# What does 10 ATM waterproof mean?



## SeikoAutomatic_01

I've seen Russian watches, including the Poljot I prdered today list ATM instead of feet or meters. Can someone explain this?


----------



## ecalzo

*Water resistance:* 
First general remark - although Vostok watches are marked as water resistant to 20, 50, 100 or 200 meters - it is wrong indication. It would be correct to state water resistance in *atm* and not in *meters*. We all know that any movement produces air or water pressure. Water coming from a tap in your bathroom when you wash hands produces more pressure on your watch than still water (e.g. in a lake) at the depth of 2 meters. So when we buy a watch we want to know if we can take a shower, wash hands, swim or dive keeping it on the wrist.

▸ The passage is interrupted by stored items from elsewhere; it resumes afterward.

PR #65, opened 2021-04-09
CLI: add `--download-only` option to automatic family install commands

### LINKED ISSUE #63: CLI: add possibility to download pseudo archives and metadata files without installing
This would be useful in the case where the automated command fails and a user needs to perform a manual install through `aiida-pseudo install family`. Here it would be good to make downloading the files as easy as possible by either providing the URLs that need to be downloaded, or by downloading them through a command (but skipping the installation part).

sphuber:
Fixes #63 

The `aiida-pseudo install sssp` and `aiida-pseudo install pseudo-dojo`
automatically download the required files for installing the
corresponding pseudopotential families. Since the entire operation can
sometimes fail, `aiida-pseudo install family` was added in order to
facilitate the manual installation without the automatic download.
Conversely, it may be useful to have the command only download the files
of a particular family, without actually installing them.

The `--download-only` option is added to both automatic family install
commands which will simply write the files to the current working
directory after having downloaded them.

### DIFF
--- a/aiida_pseudo/cli/params/options.py
+++ b/aiida_pseudo/cli/params/options.py
@@ -9,7 +9,7 @@ from .types import PseudoPotentialFamilyTypeParam
 
 __all__ = (
     'VERSION', 'FUNCTIONAL', 'RELATIVISTIC', 'PROTOCOL', 'PSEUDO_FORMAT', 'STRINGENCY', 'DEFAULT_STRINGENCY',
-    'TRACEBACK', 'FAMILY_TYPE', 'ARCHIVE_FORMAT'
+    'TRACEBACK', 'FAMILY_TYPE', 'ARCHIVE_FORMAT', 'UNIT', 'DOWNLOAD_ONLY'
 )
 
 VERSION = OverridableOption(
@@ -81,4 +81,13 @@ UNIT = OverridableOption(
     default='eV',
     show_default=True,
     help='Specify the energy unit of the cutoffs. Must be recognized by the ``UnitRegistry`` of the ``pint`` library.'
+)
+
+DOWNLOAD_ONLY = OverridableOption(
+    '--download-only',
+    is_flag=True,
+    help=(
+        'Only download the pseudopotential files to the current working directory, without installing the '
+        'pseudopotential family.'
+    )
 )
--- a/aiida_pseudo/groups/family/pseudo_dojo.py
+++ b/aiida_pseudo/groups/family/pseudo_dojo.py
@@ -5,6 +5,8 @@ import json
 import os
 import re
 import warnings
+
+from pathlib import Path
 from typing import Sequence
 
 from aiida.common.exceptions import ParsingError
@@ -314,7 +316,7 @@ class PseudoDojoFamily(RecommendedCutoffMixin, PseudoPotentialFamily):
         return md5s, cutoffs
 
     @classmethod
-    def parse_djrepos_from_archive(cls, filepath_metadata, fmt=None, pseudo_type=None):
+    def parse_djrepos_from_archive(cls, filepath_metadata: Path, fmt=None, pseudo_type=None):
         """Parse metadata from a djrepo .tgz archive.
 
         .. warning:: the archive should not contain any subdirectories, but just the djrepo files.
--- a/tests/cli/test_install.py
+++ b/tests/cli/test_install.py
@@ -113,7 +113,7 @@ def run_monkeypatched_install_pseudo_dojo(run_cli_command, get_pseudo_potential_
 
 @pytest.mark.usefixtures('clear_db')
 def test_install_family(run_cli_command, get_pseudo_archive):
-    """Test `aiida-pseudo install family`."""
+    """Test ``aiida-pseudo install family``."""
     label = 'family'
     description = 'description'
     filepath_archive = next(get_pseudo_archive())
@@ -131,10 +131,10 @@ def test_install_family(run_cli_command, get_pseudo_archive):
 
 @pytest.mark.usefixtures('clear_db')
 def test_install_family_url(run_cli_command):
-    """Test `aiida-pseudo install family` when installing from a URL.
+    """Test ``aiida-pseudo install family`` when installing from a URL.
 
-    When a URL is passed, the parameter converts it into a `http.client.HTTPResponse`, which is not trivial to mock so
-    instead we use an actual URL, which is slow, but is anyway already tested indirectly in `test_install_sssp`.
+    When a URL is passed, the parameter converts it into a ``http.client.HTTPResponse``, which is not trivial to mock so
+    instead we use an actual URL, which is slow, but is anyway already tested indirectly in ``test_install_sssp``.
     """
     label = 'SSSP/1.0/PBE/efficiency'
     description = 'description'
@@ -153,7 +153,7 @@ def test_install_family_url(run_cli_command):
 
 @pytest.mark.usefixtures('clear_db')
 def test_install_sssp(run_cli_command):
-    """Test the `aiida-pseudo install sssp` command."""
+    """Test the ``aiida-pseudo install sssp`` command."""
     from aiida_pseudo import __version__
 
     result = run_cli_command(cmd_install_sssp)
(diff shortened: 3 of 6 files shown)


sphuber:
@mbercx have not yet added the tests but wanted to first get the design right. One major question in implementation is whether we should check whether the files already exist in the current working directory, or if we silently override as is currently happening, which is probably not a good idea. Just not sure what the behavior should be then. In case of clash simply print error and exit or add a force flag? It could be annoying if only one file already exists. If the second already existed, the first will be downloaded without problem before the command exits. If the user then deletes the second file from the warning and reruns the command, now it will fail again, because now the first file will already exist. I can see quite some annoying trial and error situations here.

mbercx:
> @mbercx have not yet added the tests but wanted to first get the design right. One major question in implementation is whether we should check whether the files already exist in the current working directory, or if we silently override as is currently happening, which is probably not a good idea. Just not sure what the behavior should be then. In case of clash simply print error and exit or add a force flag? It could be annoying if only one file already exists. If the second already existed, the first will be downloaded without problem before the command exits. If the user then deletes the second file from the warning and reruns the command, now it will fail again, because now the first file will already exist. I can see quite some annoying trial and error situations here.

Maybe we can just skip files that already exist and print a warning? I suppose these filenames are rather long and specific, so it's unlikely that a file with different content will be present in the current working directory. If the user does have a file with the same name in the directory by accident somehow, he/she will see the warning and rename/move the file and then simply execute the command again without issue.

mbercx:
Some quick field testing results in the following error:

```console
$ aiida-pseudo install sssp --download-only
Info: downloading selected pseudo potentials archive...  [OK]
Info: downloading selected pseudo potentials metadata...  [OK]
Traceback (most recent call last):
  File "/home/mbercx/.virtualenvs/aiida-dev/bin/aiida-pseudo", line 12, in <module>
    sys.exit(cmd_root())
  File "/home/mbercx/.virtualenvs/aiida-dev/lib/python3.8/site-packages/click/core.py", line 829, in __call__
    return self.main(*args, **kwargs)
  File "/home/mbercx/.virtualenvs/aiida-dev/lib/python3.8/site-packages/click/core.py", line 782, in main
    rv = self.invoke(ctx)
  File "/home/mbercx/.virtualenvs/aiida-dev/lib/python3.8/site-packages/click/core.py", line 1259, in invoke
    return _process_result(sub_ctx.command.invoke(sub_ctx))
  File "/home/mbercx/.virtualenvs/aiida-dev/lib/python3.8/site-packages/click/core.py", line 1259, in invoke
    return _process_result(sub_ctx.command.invoke(sub_ctx))
  File "/home/mbercx/.virtualenvs/aiida-dev/lib/python3.8/site-packages/click/core.py", line 1066, in invoke
    return ctx.invoke(self.callback, **ctx.params)
  File "/home/mbercx/.virtualenvs/aiida-dev/lib/python3.8/site-packages/click/core.py", line 610, in invoke
    return callback(*args, **kwargs)
  File "/home/mbercx/envs/aiida-dev/code/aiida-core/aiida/cmdline/utils/decorators.py", line 65, in wrapper
    return wrapped(*args, **kwargs)
  File "/home/mbercx/envs/aiida-dev/code/aiida-pseudo/aiida_pseudo/cli/install.py", line 190, in cmd_install_sssp
    filepath.rename(filepath_target)
  File "/usr/lib/python3.8/pathlib.py", line 1340, in rename
    self._accessor.rename(self, target)
OSError: [Errno 18] Invalid cross-device link: '/tmp/tmpj8madxti/archive.tar.gz' -> '/home/mbercx/envs/aiida-dev/tmp/archive.tar.gz'
```

Looking into it, but maybe you already know the fix.

sphuber:
ah yeah, this is because of `shutil.move` I think which does not work across different file systems in some cases. Are you running this on MacOS by any chance?

mbercx:
> ah yeah, this is because of `shutil.move` I think which does not work across different file systems in some cases. Are you running this on MacOS by any chance?

No, this is on my work station that's running Ubuntu 😬

sphuber:
Ah wait, it was the inverse. The method `os.rename` (which I think `pathlib` uses under the hood if we do `Path().rename()` fails across file systems and we should use `shutil.move`. I am not sure why your temp directory is considered a different file system though. Did you mount this in a specific way or is this the default Ubuntu `/tmp` setup? Because for me it works just fine on Ubuntu.

mbercx:
Seems my `/` and `/home` are in different partitions. They are of the same _type_ of file system though (ext4):

```console
$ df -T
Filesystem     Type      1K-blocks       Used  Available Use% Mounted on
udev           devtmpfs   32743092          0   32743092   0% /dev
tmpfs          tmpfs       6553548      20696    6532852   1% /run
/dev/sda2      ext4      229185456  161335460   56138328  75% /
tmpfs          tmpfs      32767728         20   32767708   1% /dev/shm
...
/dev/sda1      vfat         523248        264     522984   1% /boot/efi
/dev/sdb2      ext4      618222752  161654032  425095056  28% /home
/dev/sdb3      ext4     1236087656  465207444  708020592  40% /scratch
...
```

sphuber:
The type shouldn't matter. Still weird that this fails, because I have literally the same setup. Anyway, it could easily fail for other OS'as well. I have changed the implementation. Can you try again with the latest commit?

mbercx:
> Can you try again with the latest commit?

Works like a charm! Continuing with review now.

aiida_pseudo/cli/params/options.py
```diff
@@ -82,3 +82,7 @@
     show_default=True,
     help='Specify the energy unit of the cutoffs. Must be recognized by the ``UnitRegistry`` of the ``pint`` library.'
 )
+
+DOWNLOAD_ONLY = OverridableOption(
+    '--download-only', is_flag=True, help='Only download the pseudopotential files and do install as a family.'
```
mbercx, line 87: I suppose you mean that they can use `aiida-pseudo install family` after the download to install the pseudo family? I'm not sure if that is clear from this message. I'd make it something like:

```suggestion
    '--download-only', is_flag=True, help='Only download the pseudopotential files to the current working directory, without installing the pseudopotential family.'
```

aiida_pseudo/groups/family/pseudo_dojo.py
```diff
@@ -3,6 +3,7 @@
 import collections
 import json
 import os
+import pathlib
```
mbercx, line 6: In `aiida_pseudo/cli/utils.py` you only importh `Path`:

```Python
from pathlib import Path
```

Since no other methods/classes from `pathlib` are used in this module, perhaps do the same here to appease my OCD? 😁

tests/cli/test_install.py
```diff
@@ -113,7 +113,7 @@ def _run_monkeypatched_install_pseudo_dojo(options=None, raises=None):
 
 @pytest.mark.usefixtures('clear_db')
 def test_install_family(run_cli_command, get_pseudo_archive):
-    """Test `aiida-pseudo install family`."""
+    """Test ``aiida-pseudo install family``."""
```
mbercx, line 116: Myes, I approve!

mbercx (approved):
Looking bueno, @sphuber! Just a few minor comments and nods of approval, please feel free to merge at your discretion.

aiida_pseudo/groups/family/pseudo_dojo.py
sphuber: but then my OCD will be triggered:
```
import collections
import json
import os
from pathlib import Path
```
is so fugly...

mbercx: Then move it down a few lines next to

```Python
from typing import Sequence
```

? 😁

aiida_pseudo/groups/family/pseudo_dojo.py
```diff
@@ -5,6 +5,8 @@
 import os
 import re
 import warnings
+
+from pathlib import Path
 from typing import Sequence
```
mbercx, line 10: So pwetty 😍

aiida_pseudo/groups/family/pseudo_dojo.py
sphuber: Your wish is my command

Water resistance indication in meters means: you stand (lie) still, absolutely moveless in water at the indicated depth and do nothing.
Very roughly one might say that 20 meters indication corresponds to 2 atm, 50 meters - to 5 atm, etc - but it would be absolutely unreasonable to go swimming with any Vostok watch but Amphibian and Neptune. 200 meters water resistance does not mean that one should jump from a diving tower - the produced pressure will be much higher than 200 meters depth in still water and 20 atm waterpressure.At the back of all Komandirskie watches the Russian word Водонепроницаемые can be seen, without any indication of water depth. That means "woterproof" to 2 atm. Breeze has indication of 100 meters and Neptune and Amphibian - 200 meters.
- «Waterproof» or «Водонепроницаемые » - it is better to avoid unnecessary contact with water because the water resistance reaches the maximum of 2 ATM;
- «Water resistant 3 ATM» or «Водонепроницаемые 3 ATM» - you can wear the watch in rain and wash yourself under a faucet, when water is splashed up under small pressure;
- «Water resistant 5 ATM» or «Водонепроницаемые 5 ATM» - you can water your garden and wash your car with water coming out of a hose;
- «Water resistant 10 ATM» or «Водонепроницаемые 10 ATM» - you can swim and dive (but not from a tower) and to swim under water without a scuba.
- «Water resistant 20 ATM» or «Водонепроницаемые 20 ATM» - you can swim under water with scuba equipment.

here other things:

http://www.vostok-uhren.de/vostok-watches-watchuseek.html


----------



## SeikoAutomatic_01

Thanks ecalzo. That makes more sense to me now. So if a watch is waterproof to 50 meters, it means sitting in still or calm water at 50 meters, but not diving from a tower or squirting it with a pressure washer. The meters is not a good way to measure it. I never thought about it like that.


----------